Records provided:
Segment Open

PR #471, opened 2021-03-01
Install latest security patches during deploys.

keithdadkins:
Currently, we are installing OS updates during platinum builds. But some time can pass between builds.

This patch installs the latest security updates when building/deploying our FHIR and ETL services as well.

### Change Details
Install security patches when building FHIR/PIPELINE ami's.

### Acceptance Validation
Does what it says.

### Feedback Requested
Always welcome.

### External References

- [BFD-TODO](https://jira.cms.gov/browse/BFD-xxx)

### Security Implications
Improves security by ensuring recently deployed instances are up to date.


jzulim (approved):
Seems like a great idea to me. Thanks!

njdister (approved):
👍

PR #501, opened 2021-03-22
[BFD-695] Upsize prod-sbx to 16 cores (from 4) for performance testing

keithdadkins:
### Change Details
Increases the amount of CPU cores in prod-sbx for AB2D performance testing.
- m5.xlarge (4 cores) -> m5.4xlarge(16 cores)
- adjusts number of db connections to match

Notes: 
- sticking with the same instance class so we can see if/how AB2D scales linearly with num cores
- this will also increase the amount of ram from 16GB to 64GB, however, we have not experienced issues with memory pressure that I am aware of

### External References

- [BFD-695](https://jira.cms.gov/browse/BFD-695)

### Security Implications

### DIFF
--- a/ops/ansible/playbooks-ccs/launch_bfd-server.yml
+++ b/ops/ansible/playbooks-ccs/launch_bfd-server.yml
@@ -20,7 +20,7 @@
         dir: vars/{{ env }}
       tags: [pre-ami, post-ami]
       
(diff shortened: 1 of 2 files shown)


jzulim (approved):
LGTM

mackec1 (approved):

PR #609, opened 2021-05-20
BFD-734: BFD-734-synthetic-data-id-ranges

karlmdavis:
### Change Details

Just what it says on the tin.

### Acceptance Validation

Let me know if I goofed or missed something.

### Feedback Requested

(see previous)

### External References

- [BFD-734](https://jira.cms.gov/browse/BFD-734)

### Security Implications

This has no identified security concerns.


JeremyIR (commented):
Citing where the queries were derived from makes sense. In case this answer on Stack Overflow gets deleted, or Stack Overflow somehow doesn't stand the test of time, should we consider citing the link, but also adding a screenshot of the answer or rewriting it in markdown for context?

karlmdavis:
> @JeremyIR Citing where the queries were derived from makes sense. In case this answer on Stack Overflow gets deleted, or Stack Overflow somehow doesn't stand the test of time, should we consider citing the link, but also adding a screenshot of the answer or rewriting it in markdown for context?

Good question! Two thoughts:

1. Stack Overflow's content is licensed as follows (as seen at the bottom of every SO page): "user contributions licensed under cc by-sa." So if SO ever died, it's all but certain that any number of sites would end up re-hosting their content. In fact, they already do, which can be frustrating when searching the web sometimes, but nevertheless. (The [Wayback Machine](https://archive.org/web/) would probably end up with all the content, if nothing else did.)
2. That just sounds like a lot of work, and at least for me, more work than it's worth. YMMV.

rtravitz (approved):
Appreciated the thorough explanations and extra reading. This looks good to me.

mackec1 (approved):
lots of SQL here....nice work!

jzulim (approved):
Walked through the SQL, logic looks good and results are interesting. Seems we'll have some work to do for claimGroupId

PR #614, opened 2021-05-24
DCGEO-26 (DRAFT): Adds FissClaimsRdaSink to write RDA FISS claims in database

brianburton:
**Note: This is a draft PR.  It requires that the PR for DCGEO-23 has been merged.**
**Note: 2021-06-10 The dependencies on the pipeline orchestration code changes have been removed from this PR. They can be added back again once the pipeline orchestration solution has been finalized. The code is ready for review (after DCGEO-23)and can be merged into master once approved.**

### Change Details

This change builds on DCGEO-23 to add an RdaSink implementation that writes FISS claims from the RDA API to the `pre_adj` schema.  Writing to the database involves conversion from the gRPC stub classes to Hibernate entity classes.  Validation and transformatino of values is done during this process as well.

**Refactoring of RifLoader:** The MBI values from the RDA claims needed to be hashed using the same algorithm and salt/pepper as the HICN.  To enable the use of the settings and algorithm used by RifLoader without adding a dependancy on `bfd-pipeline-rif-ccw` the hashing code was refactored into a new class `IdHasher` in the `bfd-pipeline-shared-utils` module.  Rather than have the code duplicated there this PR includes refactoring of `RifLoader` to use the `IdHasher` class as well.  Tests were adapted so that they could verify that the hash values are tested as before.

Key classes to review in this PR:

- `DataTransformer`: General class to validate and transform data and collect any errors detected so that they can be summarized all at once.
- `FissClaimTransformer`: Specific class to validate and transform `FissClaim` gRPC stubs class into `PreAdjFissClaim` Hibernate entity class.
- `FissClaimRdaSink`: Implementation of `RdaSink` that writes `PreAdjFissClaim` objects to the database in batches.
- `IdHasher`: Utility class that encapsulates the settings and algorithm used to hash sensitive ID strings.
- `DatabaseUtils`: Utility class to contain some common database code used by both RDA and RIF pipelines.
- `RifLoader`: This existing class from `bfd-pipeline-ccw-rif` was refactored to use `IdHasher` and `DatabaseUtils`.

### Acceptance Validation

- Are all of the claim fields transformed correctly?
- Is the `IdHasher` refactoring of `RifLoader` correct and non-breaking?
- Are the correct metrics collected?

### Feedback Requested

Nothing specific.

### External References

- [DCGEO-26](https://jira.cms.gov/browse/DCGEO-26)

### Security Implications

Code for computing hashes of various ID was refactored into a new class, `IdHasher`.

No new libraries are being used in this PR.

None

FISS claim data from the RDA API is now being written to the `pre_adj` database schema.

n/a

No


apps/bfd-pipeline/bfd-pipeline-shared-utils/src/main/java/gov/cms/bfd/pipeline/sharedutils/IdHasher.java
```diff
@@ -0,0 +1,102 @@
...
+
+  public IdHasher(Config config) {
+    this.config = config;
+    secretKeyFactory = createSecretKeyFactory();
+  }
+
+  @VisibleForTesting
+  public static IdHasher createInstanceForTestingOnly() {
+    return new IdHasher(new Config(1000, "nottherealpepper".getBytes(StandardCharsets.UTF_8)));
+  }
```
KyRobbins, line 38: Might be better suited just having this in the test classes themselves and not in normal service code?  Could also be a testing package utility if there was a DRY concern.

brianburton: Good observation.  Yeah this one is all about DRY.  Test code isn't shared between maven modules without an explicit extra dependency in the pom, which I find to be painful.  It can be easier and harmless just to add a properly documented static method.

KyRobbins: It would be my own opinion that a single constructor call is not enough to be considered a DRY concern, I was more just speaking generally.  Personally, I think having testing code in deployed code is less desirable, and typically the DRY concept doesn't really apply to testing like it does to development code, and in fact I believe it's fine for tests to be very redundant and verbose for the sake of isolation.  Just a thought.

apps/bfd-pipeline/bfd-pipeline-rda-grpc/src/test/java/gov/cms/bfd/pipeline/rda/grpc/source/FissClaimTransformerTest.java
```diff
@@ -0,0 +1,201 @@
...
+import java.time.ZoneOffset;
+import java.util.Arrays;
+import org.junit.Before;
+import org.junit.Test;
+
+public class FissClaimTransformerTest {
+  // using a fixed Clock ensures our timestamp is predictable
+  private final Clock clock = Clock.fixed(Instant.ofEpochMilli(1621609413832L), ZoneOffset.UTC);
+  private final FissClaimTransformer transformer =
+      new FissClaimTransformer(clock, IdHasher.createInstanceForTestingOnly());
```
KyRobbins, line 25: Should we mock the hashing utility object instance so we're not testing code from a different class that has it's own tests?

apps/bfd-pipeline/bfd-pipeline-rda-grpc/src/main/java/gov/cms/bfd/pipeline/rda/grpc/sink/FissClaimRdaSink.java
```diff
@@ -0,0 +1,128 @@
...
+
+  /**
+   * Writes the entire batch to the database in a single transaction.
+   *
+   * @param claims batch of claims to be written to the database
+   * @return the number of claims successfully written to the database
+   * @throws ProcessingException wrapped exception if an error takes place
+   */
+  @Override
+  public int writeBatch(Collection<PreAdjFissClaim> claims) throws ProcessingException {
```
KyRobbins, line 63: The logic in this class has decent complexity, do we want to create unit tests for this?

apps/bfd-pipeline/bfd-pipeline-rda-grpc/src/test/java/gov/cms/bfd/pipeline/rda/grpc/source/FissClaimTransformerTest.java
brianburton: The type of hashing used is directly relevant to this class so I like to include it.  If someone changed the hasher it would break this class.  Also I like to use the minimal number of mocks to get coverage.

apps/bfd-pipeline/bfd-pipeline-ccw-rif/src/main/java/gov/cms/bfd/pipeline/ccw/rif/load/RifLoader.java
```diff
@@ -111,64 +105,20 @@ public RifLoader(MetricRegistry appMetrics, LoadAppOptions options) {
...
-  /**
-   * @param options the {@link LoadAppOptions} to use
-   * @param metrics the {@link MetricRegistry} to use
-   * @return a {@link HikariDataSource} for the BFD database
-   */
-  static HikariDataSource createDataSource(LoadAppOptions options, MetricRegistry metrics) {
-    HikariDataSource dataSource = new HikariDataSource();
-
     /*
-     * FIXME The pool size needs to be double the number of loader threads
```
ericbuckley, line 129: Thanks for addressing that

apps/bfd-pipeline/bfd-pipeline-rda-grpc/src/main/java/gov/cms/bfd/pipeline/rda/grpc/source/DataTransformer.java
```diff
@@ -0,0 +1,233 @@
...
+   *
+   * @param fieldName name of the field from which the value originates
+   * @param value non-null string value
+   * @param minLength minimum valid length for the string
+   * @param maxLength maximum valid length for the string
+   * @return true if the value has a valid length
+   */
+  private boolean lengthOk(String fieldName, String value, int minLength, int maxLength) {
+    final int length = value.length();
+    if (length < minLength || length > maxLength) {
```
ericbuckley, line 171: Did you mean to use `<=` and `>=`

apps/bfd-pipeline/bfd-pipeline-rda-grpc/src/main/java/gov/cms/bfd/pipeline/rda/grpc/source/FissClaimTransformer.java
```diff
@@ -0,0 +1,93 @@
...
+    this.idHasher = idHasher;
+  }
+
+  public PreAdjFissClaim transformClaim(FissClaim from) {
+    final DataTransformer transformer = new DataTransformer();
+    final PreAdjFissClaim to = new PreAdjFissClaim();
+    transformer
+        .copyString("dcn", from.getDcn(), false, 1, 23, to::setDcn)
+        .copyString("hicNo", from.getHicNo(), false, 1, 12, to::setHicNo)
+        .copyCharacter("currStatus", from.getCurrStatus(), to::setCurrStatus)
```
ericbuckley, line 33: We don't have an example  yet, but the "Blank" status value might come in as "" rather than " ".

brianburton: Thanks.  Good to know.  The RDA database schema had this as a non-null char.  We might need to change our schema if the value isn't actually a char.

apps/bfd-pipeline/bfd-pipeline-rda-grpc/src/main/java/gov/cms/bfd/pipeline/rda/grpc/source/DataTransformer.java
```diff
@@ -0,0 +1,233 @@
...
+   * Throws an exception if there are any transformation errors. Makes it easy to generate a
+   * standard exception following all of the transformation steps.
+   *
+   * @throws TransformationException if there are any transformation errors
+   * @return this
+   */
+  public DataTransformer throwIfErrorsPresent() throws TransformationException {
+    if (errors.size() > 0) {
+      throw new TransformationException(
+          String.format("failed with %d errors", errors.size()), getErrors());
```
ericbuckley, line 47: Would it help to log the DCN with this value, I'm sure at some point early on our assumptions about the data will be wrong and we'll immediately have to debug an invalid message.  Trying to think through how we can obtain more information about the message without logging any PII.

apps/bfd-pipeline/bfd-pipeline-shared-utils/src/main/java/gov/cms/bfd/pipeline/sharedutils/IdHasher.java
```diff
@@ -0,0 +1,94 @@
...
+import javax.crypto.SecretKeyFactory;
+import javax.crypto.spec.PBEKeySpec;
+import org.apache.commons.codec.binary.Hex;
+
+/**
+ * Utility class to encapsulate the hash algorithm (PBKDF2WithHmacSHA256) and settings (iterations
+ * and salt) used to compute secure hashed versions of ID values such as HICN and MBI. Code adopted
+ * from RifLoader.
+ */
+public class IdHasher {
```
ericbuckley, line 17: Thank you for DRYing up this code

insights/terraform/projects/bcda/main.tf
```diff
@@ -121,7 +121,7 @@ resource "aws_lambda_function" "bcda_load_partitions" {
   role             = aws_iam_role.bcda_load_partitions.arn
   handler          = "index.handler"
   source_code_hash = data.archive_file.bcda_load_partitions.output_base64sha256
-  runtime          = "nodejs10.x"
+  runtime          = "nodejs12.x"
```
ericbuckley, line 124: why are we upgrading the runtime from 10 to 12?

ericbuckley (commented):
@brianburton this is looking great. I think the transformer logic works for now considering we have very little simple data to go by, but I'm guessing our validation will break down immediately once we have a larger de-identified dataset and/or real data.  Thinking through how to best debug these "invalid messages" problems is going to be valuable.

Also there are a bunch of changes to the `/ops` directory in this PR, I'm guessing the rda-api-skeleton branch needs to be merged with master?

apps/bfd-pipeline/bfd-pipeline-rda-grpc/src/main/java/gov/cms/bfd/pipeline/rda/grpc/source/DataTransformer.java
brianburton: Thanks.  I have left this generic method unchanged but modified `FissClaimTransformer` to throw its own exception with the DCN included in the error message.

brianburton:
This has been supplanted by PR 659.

Segment Closed

The task: Your answer must be the lines from the one containing "ericbuckley, line 17: Thank" through the last line of the entries, copied exactly, with no other lines.

Solution to this problem:
ericbuckley, line 17: Thank you for DRYing up this code

insights/terraform/projects/bcda/main.tf
```diff
@@ -121,7 +121,7 @@ resource "aws_lambda_function" "bcda_load_partitions" {
   role             = aws_iam_role.bcda_load_partitions.arn
   handler          = "index.handler"
   source_code_hash = data.archive_file.bcda_load_partitions.output_base64sha256
-  runtime          = "nodejs10.x"
+  runtime          = "nodejs12.x"
```
ericbuckley, line 124: why are we upgrading the runtime from 10 to 12?

ericbuckley (commented):
@brianburton this is looking great. I think the transformer logic works for now considering we have very little simple data to go by, but I'm guessing our validation will break down immediately once we have a larger de-identified dataset and/or real data.  Thinking through how to best debug these "invalid messages" problems is going to be valuable.

Also there are a bunch of changes to the `/ops` directory in this PR, I'm guessing the rda-api-skeleton branch needs to be merged with master?

apps/bfd-pipeline/bfd-pipeline-rda-grpc/src/main/java/gov/cms/bfd/pipeline/rda/grpc/source/DataTransformer.java
brianburton: Thanks.  I have left this generic method unchanged but modified `FissClaimTransformer` to throw its own exception with the DCN included in the error message.

brianburton:
This has been supplanted by PR 659.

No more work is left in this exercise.